PR #104, opened 2021-04-29
Allow clients to customize the appearance and behavior of popups

chriadam:

PR #109, opened 2021-05-19
[webview] Make it possible to use Silica Page as parent. Fixes JB#54299 OMP#JOLLA-145

rainemak:


rainemak:
Sample app created in context of the https://github.com/sailfishos/sailfish-components-webview/pull/104 uses Silica Page as parent of the WebView and that breaks more or less everything. I think we can have Silica Page as a fallback but we could document things so that WebViewPage should be used.

That said, I do not remember why we have this WebViewPage at the first place - just to have orthogonal API (WebViewPage, WebViewFlickable, and WebView)? Maybe that's a strong enough reason. It's simple to have there now and we can internally add new bits to the WebViewPage as per need.

chriadam:
I don't recall why we had the WebViewPage either... This change seems fine to me, in any case.  I agree, let's not remove WebViewPage at this point, in case it turns out we do need to add something there, in future.

chriadam (approved):
LGTM

okodron (approved):

PR #114, opened 2021-06-09
Update wording on password save pop-up

llewelld:
The original wording was a bit tricky to parse with both username and domain in the sentence, so the username has been removed.

Some new text explaining how passwords can be managed has been added.

### DIFF
--- a/import/popups/PasswordManagerDialog.qml
+++ b/import/popups/PasswordManagerDialog.qml
@@ -34,60 +34,75 @@ Dialog {
                 _glassOnly: true
             }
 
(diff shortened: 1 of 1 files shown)


llewelld:
This is to update the wording on the save login pop-up to:

"Would you like to save Login and password for <domain>?"
"Logins and passwords can be managed from the Settings page"

Screenshot:

login-popup

sledges (approved):

okodron (approved):

rainemak (approved):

★ ★ ★ ★ ★

WHAT YOU NEED TO DO:
The reply should consist solely of the lines above from the one that has "Update wording on password save pop-up" through the one that has "-34,60 +34,75 @@", reproduced exactly.

TASK RESPONSE:
Update wording on password save pop-up

llewelld:
The original wording was a bit tricky to parse with both username and domain in the sentence, so the username has been removed.

Some new text explaining how passwords can be managed has been added.

### DIFF
--- a/import/popups/PasswordManagerDialog.qml
+++ b/import/popups/PasswordManagerDialog.qml
@@ -34,60 +34,75 @@ Dialog {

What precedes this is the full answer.